TASK REQUIREMENTS: Copy the first line of the material below and every later line through the line containing "family %s doesn't", without any other output.

Segment Open

PR #718, opened 2019-04-09
[WIP] Feature utils export

pawelprazak:
### Description

As discussed previously, this PR provides support for advanced use cases:
- versioning cloud formation templates in git for transparency and auditability (should help users with compliance)
- manual deployment of cloud formation templates
- help with supporting custom/derivative distributions/scripts
- help with porting changes to other projects

### Checklist

### DIFF
--- a/pkg/ami/static_resolver.go
+++ b/pkg/ami/static_resolver.go
@@ -16,7 +16,11 @@ type StaticDefaultResolver struct {
 func (r *StaticDefaultResolver) Resolve(region, version, instanceType, imageFamily string) (string, error) {
 	logger.Debug("resolving AMI using StaticDefaultResolver for region %s, version %s, instanceType %s and imageFamily %s", region, version, instanceType, imageFamily)
 
-	regionalAMIs := StaticImages[version][imageFamily][ImageClassGeneral]
+	regionalAMIs, ok := StaticImages[version][imageFamily][ImageClassGeneral]
+	if !ok {
+		logger.Critical("image family %s doesn't have default image class", imageFamily)
+		return "", NewErrFailedResolution(region, version, instanceType, imageFamily)
+	}
 	return regionalAMIs[region], nil
 }
 
--- a/pkg/apis/eksctl.io/v1alpha4/types.go
+++ b/pkg/apis/eksctl.io/v1alpha4/types.go
@@ -366,6 +366,7 @@ func (c *ClusterConfig) NewNodeGroup() *NodeGroup {
 		},
 		SSH: &NodeGroupSSH{
 			Allow:         Disabled(),
+			PublicKeyName: new(string),
 			PublicKeyPath: &DefaultNodeSSHPublicKeyPath,
 		},
 	}
@@ -424,6 +425,8 @@ type NodeGroup struct {
 	PreBootstrapCommands []string `json:"preBootstrapCommand,omitempty"`
 	// +optional
 	OverrideBootstrapCommand *string `json:"overrideBootstrapCommand,omitempty"`
+	// +optional
+	OverrideUserData *string `json:"overrideUserData,omitempty"`
 
 	// +optional
 	ClusterDNS string `json:"clusterDNS,omitempty"`
--- a/pkg/apis/eksctl.io/v1alpha4/types.go
+++ b/pkg/apis/eksctl.io/v1alpha4/types.go
@@ -155,6 +155,12 @@ func IsDisabled(v *bool) bool { return v != nil && !*v }
 // IsSetAndNonEmptyString will only return true if s is not nil and not empty
 func IsSetAndNonEmptyString(s *string) bool { return s != nil && *s != "" }
 
+// NewInt return pointer to an int value
+// for use in defaulters of *int fields
+func NewInt(i int) *int {
+	return &i
+}
+
 // SupportedRegions are the regions where EKS is available
 func SupportedRegions() []string {
 	return []string{
@@ -338,8 +344,12 @@ func (c *ClusterConfig) NewNodeGroup() *NodeGroup {
 			WithLocal:  Enabled(),
 			WithShared: Enabled(),
 		},
-		DesiredCapacity: nil,
+		DesiredCapacity: NewInt(DefaultNodeCount),
+		MinSize:         NewInt(DefaultNodeCount),
+		MaxSize:         NewInt(DefaultNodeCount),
 		InstanceType:    DefaultNodeType,
+		AMI:             DefaultResolver,
+		AMIFamily:       DefaultNodeImageFamily,
 		VolumeSize:      0,
 		VolumeType:      DefaultNodeVolumeType,
 		IAM: &NodeGroupIAM{
--- a/pkg/apis/eksctl.io/v1alpha4/types.go
+++ b/pkg/apis/eksctl.io/v1alpha4/types.go
@@ -57,7 +57,7 @@ const (
 	// RegionAPSouth1 represents the Asia-Pacific South Region Mumbai
 	RegionAPSouth1 = "ap-south-1"
 
-	// DefaultRegion defines the default region, where to deploy the EKS cluster
+	// DefaultRegion defines the default region, where to deploy the EKS cluster, see also DefaultAvailabilityZones
 	DefaultRegion = RegionUSWest2
 
 	// Version1_10 represents Kubernetes version 1.10.x
@@ -130,6 +130,13 @@ var (
 
 	// DefaultNodeSSHPublicKeyPath is the default path to SSH public key
 	DefaultNodeSSHPublicKeyPath = "~/.ssh/id_rsa.pub"
+
+	// DefaultAvailabilityZones for the DefaultRegion
+	DefaultAvailabilityZones = []string{
+		DefaultRegion + "a",
+		DefaultRegion + "b",
+		DefaultRegion + "c",
+	}
 )
 
 // Enabled return pointer to true value
--- a/pkg/apis/eksctl.io/v1alpha4/types.go
+++ b/pkg/apis/eksctl.io/v1alpha4/types.go
@@ -89,6 +89,8 @@ const (
 	// NodeVolumeTypeST1 is Cold HDD
 	NodeVolumeTypeST1 = "st1"
 
+	// DefaultResolver defines the default AMI resolver to use
+	DefaultResolver = NodeImageResolverStatic
 	// DefaultNodeImageFamily defines the default image family for the worker nodes
 	DefaultNodeImageFamily = NodeImageFamilyAmazonLinux2
 	// NodeImageFamilyAmazonLinux2 represents Amazon Linux 2 family
--- a/pkg/ctl/utils/export.go
+++ b/pkg/ctl/utils/export.go
@@ -87,6 +87,8 @@ func doExport(p *api.ProviderConfig, cfg *api.ClusterConfig, nameArg string, cmd
 		if err := ctl.CheckAuth(); err != nil {
 			return err
 		}
+	} else {
+		logger.Info("offline mode: skipping STS access check")
 	}
 
 	if !ctl.IsSupportedRegion() {
@@ -130,7 +132,6 @@ func doExport(p *api.ProviderConfig, cfg *api.ClusterConfig, nameArg string, cmd
 		}
 
 		if !cfg.HasAnySubnets() {
-			// default: create dedicated VPC
 			if len(cfg.AvailabilityZones) == 0 {
 				cfg.AvailabilityZones = api.DefaultAvailabilityZones
 			}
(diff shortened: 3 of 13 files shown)


pawelprazak:
FYI no support for Ubuntu AMIs at the moment.

pkg/ctl/utils/utils.go
```diff
@@ -7,7 +7,8 @@ import (
 )
 
 var (
-	clusterConfigFile = ""
+	clusterConfigFile string
+	output            string
```
martina-if: Please move the `output` variable to `export.go` where it is used.

martina-if:
Hi @pawelprazak , thanks for the PR! I added some feedback.

pkg/cfn/manager/tasks.go
```diff
@@ -156,3 +157,42 @@ func (c *StackCollection) WaitDeleteAllNodeGroups(force bool) []error {
...
+
+	templates := map[string]gfn.Template{}
+	templates[name] = stack.Template()
+
+	errs := []error{}
+	if err := stack.AddAllResources(); err != nil {
+		errs = append(errs, err)
+	}
+
+	for i := range c.spec.NodeGroups {
```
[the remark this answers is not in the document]
pawelprazak: sure, but that's actually copy-pasted for here ;)
https://github.com/weaveworks/eksctl/blob/ca9f7332a759a328e44d64a7d47f6dfddb65f17a/pkg/cfn/manager/create_tasks.go#L36

pkg/ctl/utils/export.go
```diff
@@ -0,0 +1,273 @@
...
+		if !validVersion {
+			return fmt.Errorf("invalid version, supported values: %s", strings.Join(api.SupportedVersions(), ", "))
+		}
+	}
+	if cfg.Metadata.Region == "" {
+		cfg.Metadata.Region = api.DefaultRegion
+	}
+
+	// VPC and subnets
+	createOrImportVPC := func() error {
```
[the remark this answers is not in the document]
pawelprazak: again, that's copy pasted from create code, don't like it either but didn't wanted to refactor too much in one go, original code:
https://github.com/weaveworks/eksctl/blob/master/pkg/ctl/create/cluster.go#L162

pkg/ctl/utils/utils.go
pawelprazak: again, that follows existing code for consistency:
https://github.com/weaveworks/eksctl/blob/master/pkg/ctl/get/get.go#L11

pkg/ctl/utils/export.go
```diff
@@ -0,0 +1,273 @@
...
+				return fmt.Errorf("none or too few private subnets to use with --node-private-networking")
+			}
+			return nil
+		}
+
+		if !cfg.HasAnySubnets() {
+			// default: create dedicated VPC
+			if len(cfg.AvailabilityZones) == 0 {
+				cfg.AvailabilityZones = []string{
+					cfg.Metadata.Region + "a",
```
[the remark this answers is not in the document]
pawelprazak: yes, I've threw out a lot of complex code (not sure what kops is doing here anyway) because existing code was unreadable and replaced it with simple default to test it works for simple use case

please advise on the implementation that is acceptable and in scope for this PR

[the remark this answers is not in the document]
pawelprazak: for now I will make it static, just like region

pawelprazak:
thank you @martina-if I've addressed the comments and pushed a new commit, please have a look :)

pkg/cfn/manager/tasks.go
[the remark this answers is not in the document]
pawelprazak: fixed in new commit

pawelprazak:
added rebase on master

pawelprazak:
rebased, again

pkg/ctl/utils/export.go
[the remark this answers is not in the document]
martina-if: I agree, I also find it tricky to find the defaults for different parameters. We should take a look at that. If you have any ideas please let us know :)

Regarding the regions, let's see what @errordeveloper says.

martina-if:
LGTM, but @errordeveloper should also take a look

pkg/ctl/utils/export.go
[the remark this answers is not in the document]
voxxit: Why not use the AWS API to grab AZs for a region? https://docs.aws.amazon.com/cli/latest/reference/ec2/describe-availability-zones.html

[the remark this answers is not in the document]
errordeveloper: Please use `pkg/az` for picking AZs, and we have `pkg/vpc` for picking subnets as well.

errordeveloper:
Still didn't look at everything, but planning on doing it soon (hopefully this week).

pkg/apis/eksctl.io/v1alpha4/types.go
```diff
@@ -336,8 +351,12 @@ func (c *ClusterConfig) NewNodeGroup() *NodeGroup {
 			WithLocal:  Enabled(),
 			WithShared: Enabled(),
 		},
-		DesiredCapacity: nil,
+		DesiredCapacity: NewInt(DefaultNodeCount),
+		MinSize:         NewInt(DefaultNodeCount),
+		MaxSize:         NewInt(DefaultNodeCount),
 		InstanceType:    DefaultNodeType,
+		AMI:             DefaultResolver,
+		AMIFamily:       DefaultNodeImageFamily,
```
errordeveloper: 👍

pkg/apis/eksctl.io/v1alpha4/types.go
```diff
@@ -336,8 +351,12 @@ func (c *ClusterConfig) NewNodeGroup() *NodeGroup {
 			WithLocal:  Enabled(),
 			WithShared: Enabled(),
 		},
-		DesiredCapacity: nil,
+		DesiredCapacity: NewInt(DefaultNodeCount),
```
errordeveloper: So actually having no default size is a feature, which is to do with cluster autoscaler. I believe the idea is that user should be able to set just one of the 3 parameters.

pkg/apis/eksctl.io/v1alpha4/types.go
```diff
@@ -412,6 +432,8 @@ type NodeGroup struct {
 	PreBootstrapCommands []string `json:"preBootstrapCommand,omitempty"`
 	// +optional
 	OverrideBootstrapCommand *string `json:"overrideBootstrapCommand,omitempty"`
+	// +optional
+	OverrideUserData *string `json:"overrideUserData,omitempty"`
```
errordeveloper: I think this would be a separate feature to discuss. So far, we have stayed away from exposing this...

pkg/nodebootstrap/userdata.go
```diff
@@ -5,6 +5,8 @@ import (
 	"os"
 	"strings"
 
+	gfn "github.com/awslabs/goformation/cloudformation"
```
errordeveloper: I see what you wanted to do here, but actually it's better to avoid introducing package dependencies like this.

pkg/nodebootstrap/assets/simple.al2.userdata
```diff
@@ -0,0 +1,7 @@
+#!/bin/bash
+set -o xtrace
+/etc/eks/bootstrap.sh ${ClusterName} ${BootstrapArguments}
```
errordeveloper: I this implies that you will have to bypass gzip+base64 encoding of user data... isn't it?

pkg/ami/static_resolver.go
```diff
@@ -16,7 +16,11 @@ type StaticDefaultResolver struct {
 func (r *StaticDefaultResolver) Resolve(region, version, instanceType, imageFamily string) (string, error) {
 	logger.Debug("resolving AMI using StaticDefaultResolver for region %s, version %s, instanceType %s and imageFamily %s", region, version, instanceType, imageFamily)
 
-	regionalAMIs := StaticImages[version][imageFamily][ImageClassGeneral]
+	regionalAMIs, ok := StaticImages[version][imageFamily][ImageClassGeneral]
```
errordeveloper: Do you want make a PR to just add this few lines?

pkg/apis/eksctl.io/v1alpha4/types.go
```diff
@@ -128,6 +130,13 @@ var (
 
 	// DefaultNodeSSHPublicKeyPath is the default path to SSH public key
 	DefaultNodeSSHPublicKeyPath = "~/.ssh/id_rsa.pub"
+
+	// DefaultAvailabilityZones for the DefaultRegion
+	DefaultAvailabilityZones = []string{
```
errordeveloper: Please consider using `pkg/az`, and do feel free to suggest any changes to that. E.g., you might want to have deterministic behaviour, as it currently pick AZs randomly. But let's not add another AZ selection mechanism outside of that package.

errordeveloper:
@pawelprazak are you intending to come back to this soon? I'm keen to get it merged in! :)

pkg/apis/eksctl.io/v1alpha4/types.go
pawelprazak: I require this, because the current content of user data is over-complicated and not usable when exported

pkg/nodebootstrap/assets/simple.al2.userdata
pawelprazak: `gzip+base64` is not useful when exported anyway

pkg/ami/static_resolver.go
pawelprazak: I can do it the question is how much it will postpone an already long-running PR

pkg/apis/eksctl.io/v1alpha4/types.go
pawelprazak: this one works, and is actually missing, because you have a `DefaultRegion`, `pkg/az` is dufferent story

pkg/apis/eksctl.io/v1alpha4/types.go
pawelprazak: defaults are the only sane way to write this kind of things, otherwise you'll get tons of subtle bugs every time you want to change something (as I've experienced while working on this PR)

pawelprazak:
it staled for so long I kind of run out of steam ;)

pkg/nodebootstrap/userdata.go
pawelprazak: it is dependant on `gfn` just not explicitly, returning string was not helpful, so I've changed it to explicit type instead of string-wrapped one ;)

pkg/apis/eksctl.io/v1alpha4/types.go
pawelprazak: also I need this code have offline capability if requested (for UX/DX reasons)

pkg/apis/eksctl.io/v1alpha4/types.go
pawelprazak: this is the minimal output you need:
```
      UserData:
        Fn::Base64:
          !Sub |
            #!/bin/bash
            set -o xtrace
            /etc/eks/bootstrap.sh ${ClusterName}
            /opt/aws/bin/cfn-signal --exit-code $? \
                     --stack  ${AWS::StackName} \
                     --resource NodeGroup  \
                     --region ${AWS::Region}
```

pawelprazak:
all of the problems with this PR are from pre-existing technical debt, a major refactoring is required to actually fix those problems

pawelprazak:
and I would make things a little bit more functional
and a lot less mutable state :wink:
basically at the high lvl all wee need i series of transformations from one type to another
this would help with transition to operator later on
basically as a first step (with no dependency on connectivity nor aws credentials)
we should be able to transform ClusterConfig into sets of gfn.Template and k8s manifest (edited) 
as a second step we'd take those stacks and manifests and apply them with aws and k8s credentials
and get the cluster status as a result
the place with the '+' sign is where every command would use different operations to achieve the last step
I know it's a very simplified view
but I'm confident this refactoring would improve things a lot
as a side quest, there is also an opportunity to make it even easier to reuse `eksctl` as a library in other projects (edited) 
(oh, I forgot about step zero, transforming/merging command line args with the config file into a cluster config and provider config)

What is needed:
- clear responsibility separation
- elimination of shared mutable state
- transformation of types (instead of procedural instructions)
```
        /--> ClusterConfig -> 
cli -> |
        \--> ProviderConfig -> 
```

errordeveloper:
> all of the problems with this PR are from pre-existing technical debt, a major refactoring is required to actually fix those problems

That's understandable, I am sorry about that. Let me see where we can pick up. However, it might have to wait until after KubeCon.

pawelprazak:
I'm also at KubeCon so feel free to track me down in Barcelona ;)

errordeveloper:
I'm having a go at rebasing this, so far so good. Wondering if I should push to this branch or open another PR...

errordeveloper:
I've opened #1039.

PR #719, opened 2019-04-09
Add reference value helpers for *bool and *string

errordeveloper:
### Description

This PR adds helper for checking if a `*string` value was set and isn't an empty string, as well as helpers for checking when a `*bool` value was set and is either `true` or `false`.

This is a follow-up to #673.

### Checklist

- [ ] ~All integration tests passing (i.e. `make integration-test`)~ - blocked by #720

### DIFF
--- a/pkg/apis/eksctl.io/v1alpha4/types.go
+++ b/pkg/apis/eksctl.io/v1alpha4/types.go
@@ -123,19 +123,28 @@ var (
 	DefaultNodeSSHPublicKeyPath = "~/.ssh/id_rsa.pub"
 )
 
-// NewBoolTrue return pointer to true value
+// Enabled return pointer to true value
 // for use in defaulters of *bool fields
-func NewBoolTrue() *bool {
+func Enabled() *bool {
 	v := true
 	return &v
 }
 
-// NewBoolFalse return pointer to false value
+// Disabled return pointer to false value
 // for use in defaulters of *bool fields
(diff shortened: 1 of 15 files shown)


pkg/apis/eksctl.io/v1alpha4/types.go
```diff
@@ -137,6 +137,15 @@ func NewBoolFalse() *bool {
 	return &v
 }
 
+// BoolIsSetToTrue will only return true if v is not nil and true
+func BoolIsSetToTrue(v *bool) bool { return v != nil && *v }
```
martina-if: Maybe it could be named `FlagIsEnabled(...)`?

errordeveloper: Yeah, maybe `IsEnabled` would be a nice and short. Word 'flag' belongs to parts where it's about CLI flags (like `pkg/ctl/cmduits`), so let's not mix up words here it's the API package :)

errordeveloper:
@martina-if could you please take another look?

I also added another commit that fixes a minor case that we've missed in #673. I don't know if you might have fixed it in your other PR, I'm happy to drop the commit from here if you feel that we should. From the perspective of this PR that commit fixes integration tests.

errordeveloper:
> From the perspective of this PR that commit fixes integration tests.

Actually, I said that too early! It's not true, the commit doesn't fix it. Let's work on that separately.

PR #714, opened 2019-04-08
delete nodegroups with config file

errordeveloper:
### Description

Enhance `eksctl delete nodegroup`:

- add functionality to delete multiple nodegroups with `--config-file`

Segment Closed

RESPONSE TO THE EXERCISE:
PR #718, opened 2019-04-09
[WIP] Feature utils export

pawelprazak:
### Description

As discussed previously, this PR provides support for advanced use cases:
- versioning cloud formation templates in git for transparency and auditability (should help users with compliance)
- manual deployment of cloud formation templates
- help with supporting custom/derivative distributions/scripts
- help with porting changes to other projects

### Checklist

### DIFF
--- a/pkg/ami/static_resolver.go
+++ b/pkg/ami/static_resolver.go
@@ -16,7 +16,11 @@ type StaticDefaultResolver struct {
 func (r *StaticDefaultResolver) Resolve(region, version, instanceType, imageFamily string) (string, error) {
 	logger.Debug("resolving AMI using StaticDefaultResolver for region %s, version %s, instanceType %s and imageFamily %s", region, version, instanceType, imageFamily)
 
-	regionalAMIs := StaticImages[version][imageFamily][ImageClassGeneral]
+	regionalAMIs, ok := StaticImages[version][imageFamily][ImageClassGeneral]
+	if !ok {
+		logger.Critical("image family %s doesn't have default image class", imageFamily)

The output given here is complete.